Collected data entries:
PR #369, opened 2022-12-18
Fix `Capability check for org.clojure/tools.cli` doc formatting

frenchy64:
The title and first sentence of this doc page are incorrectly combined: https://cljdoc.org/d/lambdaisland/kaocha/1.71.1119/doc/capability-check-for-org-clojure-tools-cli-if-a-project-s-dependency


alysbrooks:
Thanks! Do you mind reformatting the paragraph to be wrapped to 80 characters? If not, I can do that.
* * *
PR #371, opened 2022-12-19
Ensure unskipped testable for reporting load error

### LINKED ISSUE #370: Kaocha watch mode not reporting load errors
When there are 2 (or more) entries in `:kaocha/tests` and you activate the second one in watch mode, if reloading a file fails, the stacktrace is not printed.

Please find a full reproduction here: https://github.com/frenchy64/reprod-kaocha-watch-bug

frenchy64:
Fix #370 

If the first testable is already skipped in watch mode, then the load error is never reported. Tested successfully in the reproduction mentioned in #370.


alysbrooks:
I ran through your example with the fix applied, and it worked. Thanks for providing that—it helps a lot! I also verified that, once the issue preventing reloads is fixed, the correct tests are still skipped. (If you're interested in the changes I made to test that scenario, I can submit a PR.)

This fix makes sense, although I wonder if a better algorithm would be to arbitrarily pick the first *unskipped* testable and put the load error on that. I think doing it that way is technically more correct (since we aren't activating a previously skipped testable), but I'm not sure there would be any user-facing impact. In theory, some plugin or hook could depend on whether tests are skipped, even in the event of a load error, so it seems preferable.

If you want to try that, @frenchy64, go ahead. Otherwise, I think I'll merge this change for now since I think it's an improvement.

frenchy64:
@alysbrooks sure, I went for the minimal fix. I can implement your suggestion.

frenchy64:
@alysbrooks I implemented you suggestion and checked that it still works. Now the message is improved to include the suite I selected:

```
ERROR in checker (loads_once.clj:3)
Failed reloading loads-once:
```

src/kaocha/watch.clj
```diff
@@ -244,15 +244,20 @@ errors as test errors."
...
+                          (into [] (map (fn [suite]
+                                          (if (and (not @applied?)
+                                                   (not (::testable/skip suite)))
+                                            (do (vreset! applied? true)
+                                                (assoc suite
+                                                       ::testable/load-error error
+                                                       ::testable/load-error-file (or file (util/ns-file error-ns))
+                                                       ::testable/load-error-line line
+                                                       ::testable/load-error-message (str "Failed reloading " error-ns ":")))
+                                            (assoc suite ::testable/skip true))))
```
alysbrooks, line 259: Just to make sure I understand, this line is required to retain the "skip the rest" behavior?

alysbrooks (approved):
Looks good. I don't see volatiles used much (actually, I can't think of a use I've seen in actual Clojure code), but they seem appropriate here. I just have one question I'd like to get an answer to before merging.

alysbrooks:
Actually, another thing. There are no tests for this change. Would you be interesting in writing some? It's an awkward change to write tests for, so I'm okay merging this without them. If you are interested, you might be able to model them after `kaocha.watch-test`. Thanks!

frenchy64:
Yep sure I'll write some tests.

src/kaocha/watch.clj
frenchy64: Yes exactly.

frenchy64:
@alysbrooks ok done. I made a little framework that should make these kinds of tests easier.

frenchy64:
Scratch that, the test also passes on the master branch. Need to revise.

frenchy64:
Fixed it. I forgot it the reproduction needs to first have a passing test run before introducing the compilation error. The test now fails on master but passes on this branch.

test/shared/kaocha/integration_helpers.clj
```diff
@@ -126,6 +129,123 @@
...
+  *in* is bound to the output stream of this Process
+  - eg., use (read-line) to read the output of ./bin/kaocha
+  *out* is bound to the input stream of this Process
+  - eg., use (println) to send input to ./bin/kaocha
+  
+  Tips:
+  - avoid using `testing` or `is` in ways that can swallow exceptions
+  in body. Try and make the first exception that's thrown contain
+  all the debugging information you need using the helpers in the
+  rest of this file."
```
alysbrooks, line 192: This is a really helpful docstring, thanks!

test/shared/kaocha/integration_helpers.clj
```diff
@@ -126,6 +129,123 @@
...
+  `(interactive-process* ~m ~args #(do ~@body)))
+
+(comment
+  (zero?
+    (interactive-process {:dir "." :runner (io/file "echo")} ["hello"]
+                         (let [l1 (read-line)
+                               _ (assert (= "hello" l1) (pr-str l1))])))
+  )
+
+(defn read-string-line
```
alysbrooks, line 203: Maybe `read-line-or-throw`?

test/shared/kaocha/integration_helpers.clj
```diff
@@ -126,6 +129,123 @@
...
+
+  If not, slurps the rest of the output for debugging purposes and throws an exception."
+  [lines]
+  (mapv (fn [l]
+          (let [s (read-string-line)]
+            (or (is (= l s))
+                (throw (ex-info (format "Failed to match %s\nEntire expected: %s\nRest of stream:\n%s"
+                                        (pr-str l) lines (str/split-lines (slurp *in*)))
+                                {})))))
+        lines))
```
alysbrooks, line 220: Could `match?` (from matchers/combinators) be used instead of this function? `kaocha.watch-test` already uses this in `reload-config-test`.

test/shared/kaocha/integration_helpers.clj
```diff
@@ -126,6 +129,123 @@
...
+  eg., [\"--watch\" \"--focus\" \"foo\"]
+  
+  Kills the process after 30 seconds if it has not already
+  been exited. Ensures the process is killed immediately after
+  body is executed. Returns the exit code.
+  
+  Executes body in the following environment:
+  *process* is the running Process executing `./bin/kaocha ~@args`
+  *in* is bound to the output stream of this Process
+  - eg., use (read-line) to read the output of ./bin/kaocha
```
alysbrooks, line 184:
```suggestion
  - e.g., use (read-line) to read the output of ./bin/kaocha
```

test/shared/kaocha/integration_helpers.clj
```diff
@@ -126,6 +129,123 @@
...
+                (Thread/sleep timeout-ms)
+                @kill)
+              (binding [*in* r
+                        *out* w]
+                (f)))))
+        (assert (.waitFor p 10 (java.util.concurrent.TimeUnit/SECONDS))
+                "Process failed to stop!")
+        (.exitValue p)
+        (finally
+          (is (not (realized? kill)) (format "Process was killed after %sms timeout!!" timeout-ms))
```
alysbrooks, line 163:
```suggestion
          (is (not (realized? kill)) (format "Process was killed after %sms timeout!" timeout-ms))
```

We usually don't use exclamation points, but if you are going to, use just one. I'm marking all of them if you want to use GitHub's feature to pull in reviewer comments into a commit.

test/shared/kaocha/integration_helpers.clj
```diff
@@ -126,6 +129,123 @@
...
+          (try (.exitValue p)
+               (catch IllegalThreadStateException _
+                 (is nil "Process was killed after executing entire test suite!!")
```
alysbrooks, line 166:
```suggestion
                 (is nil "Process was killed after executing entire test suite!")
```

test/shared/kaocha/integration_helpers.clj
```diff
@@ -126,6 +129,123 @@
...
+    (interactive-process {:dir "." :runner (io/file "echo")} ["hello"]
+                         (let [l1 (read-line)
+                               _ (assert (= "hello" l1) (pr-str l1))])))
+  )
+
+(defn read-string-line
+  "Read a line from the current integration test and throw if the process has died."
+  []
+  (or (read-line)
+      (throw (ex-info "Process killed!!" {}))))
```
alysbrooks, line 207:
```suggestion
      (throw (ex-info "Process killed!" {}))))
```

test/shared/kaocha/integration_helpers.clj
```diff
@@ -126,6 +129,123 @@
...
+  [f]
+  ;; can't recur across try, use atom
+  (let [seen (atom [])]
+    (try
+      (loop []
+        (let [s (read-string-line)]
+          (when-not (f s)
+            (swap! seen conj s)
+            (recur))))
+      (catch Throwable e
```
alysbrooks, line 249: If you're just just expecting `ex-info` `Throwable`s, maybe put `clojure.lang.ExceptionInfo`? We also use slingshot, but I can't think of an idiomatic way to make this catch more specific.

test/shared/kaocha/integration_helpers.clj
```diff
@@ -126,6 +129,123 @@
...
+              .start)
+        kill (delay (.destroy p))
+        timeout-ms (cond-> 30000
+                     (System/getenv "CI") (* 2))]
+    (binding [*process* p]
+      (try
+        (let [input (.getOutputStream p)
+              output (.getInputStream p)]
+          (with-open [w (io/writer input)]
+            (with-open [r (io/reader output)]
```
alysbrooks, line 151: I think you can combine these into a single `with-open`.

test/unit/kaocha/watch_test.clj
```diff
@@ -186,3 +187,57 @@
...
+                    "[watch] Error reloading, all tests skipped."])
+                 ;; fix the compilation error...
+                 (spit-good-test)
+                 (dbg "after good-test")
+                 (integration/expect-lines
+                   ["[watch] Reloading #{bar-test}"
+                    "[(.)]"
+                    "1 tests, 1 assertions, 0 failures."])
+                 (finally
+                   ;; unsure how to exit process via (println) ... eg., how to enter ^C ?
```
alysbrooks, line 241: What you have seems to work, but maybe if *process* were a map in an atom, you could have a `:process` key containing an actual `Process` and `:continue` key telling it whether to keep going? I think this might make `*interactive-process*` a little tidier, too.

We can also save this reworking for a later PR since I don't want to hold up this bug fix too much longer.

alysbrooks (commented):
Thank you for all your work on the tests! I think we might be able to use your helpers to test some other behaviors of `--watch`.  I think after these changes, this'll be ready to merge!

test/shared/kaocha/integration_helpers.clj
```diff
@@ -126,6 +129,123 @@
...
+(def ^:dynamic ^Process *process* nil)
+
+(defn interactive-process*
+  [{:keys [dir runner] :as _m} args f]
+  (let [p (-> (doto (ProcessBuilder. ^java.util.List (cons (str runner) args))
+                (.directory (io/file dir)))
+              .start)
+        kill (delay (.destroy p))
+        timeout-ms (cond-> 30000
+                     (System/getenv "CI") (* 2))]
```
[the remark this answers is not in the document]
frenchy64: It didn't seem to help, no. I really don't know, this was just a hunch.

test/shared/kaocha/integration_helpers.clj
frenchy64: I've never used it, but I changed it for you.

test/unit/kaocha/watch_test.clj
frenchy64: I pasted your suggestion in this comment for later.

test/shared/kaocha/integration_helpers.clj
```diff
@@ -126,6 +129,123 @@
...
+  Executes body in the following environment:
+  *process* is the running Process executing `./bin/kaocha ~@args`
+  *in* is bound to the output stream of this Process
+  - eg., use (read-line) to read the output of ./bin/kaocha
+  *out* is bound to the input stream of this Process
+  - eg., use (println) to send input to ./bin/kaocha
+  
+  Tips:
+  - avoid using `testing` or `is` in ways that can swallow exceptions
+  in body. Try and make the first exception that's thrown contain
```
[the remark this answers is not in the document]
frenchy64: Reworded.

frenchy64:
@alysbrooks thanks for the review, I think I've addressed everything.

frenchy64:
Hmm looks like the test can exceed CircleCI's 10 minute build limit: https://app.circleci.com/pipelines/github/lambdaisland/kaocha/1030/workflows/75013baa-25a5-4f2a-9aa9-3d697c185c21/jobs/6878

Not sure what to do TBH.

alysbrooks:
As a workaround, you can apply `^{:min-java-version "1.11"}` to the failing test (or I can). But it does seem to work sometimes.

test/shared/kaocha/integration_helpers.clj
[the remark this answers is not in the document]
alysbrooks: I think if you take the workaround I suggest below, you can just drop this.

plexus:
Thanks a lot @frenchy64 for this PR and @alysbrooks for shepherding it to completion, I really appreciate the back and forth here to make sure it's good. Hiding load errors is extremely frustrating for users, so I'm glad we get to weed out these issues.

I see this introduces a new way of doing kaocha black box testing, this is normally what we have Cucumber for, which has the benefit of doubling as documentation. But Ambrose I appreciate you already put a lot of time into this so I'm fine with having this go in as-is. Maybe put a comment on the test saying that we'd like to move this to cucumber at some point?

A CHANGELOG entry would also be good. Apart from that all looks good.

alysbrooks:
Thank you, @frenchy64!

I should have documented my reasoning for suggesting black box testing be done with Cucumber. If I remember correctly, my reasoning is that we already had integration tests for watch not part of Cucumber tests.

### INSTRUCTIONS TO FOLLOW
Report each line in the preceding entries that holds the string "util".

### ANSWER BELOW
+                                                       ::testable/load-error-file (or file (util/ns-file error-ns))
+        (assert (.waitFor p 10 (java.util.concurrent.TimeUnit/SECONDS))
+  (let [p (-> (doto (ProcessBuilder. ^java.util.List (cons (str runner) args))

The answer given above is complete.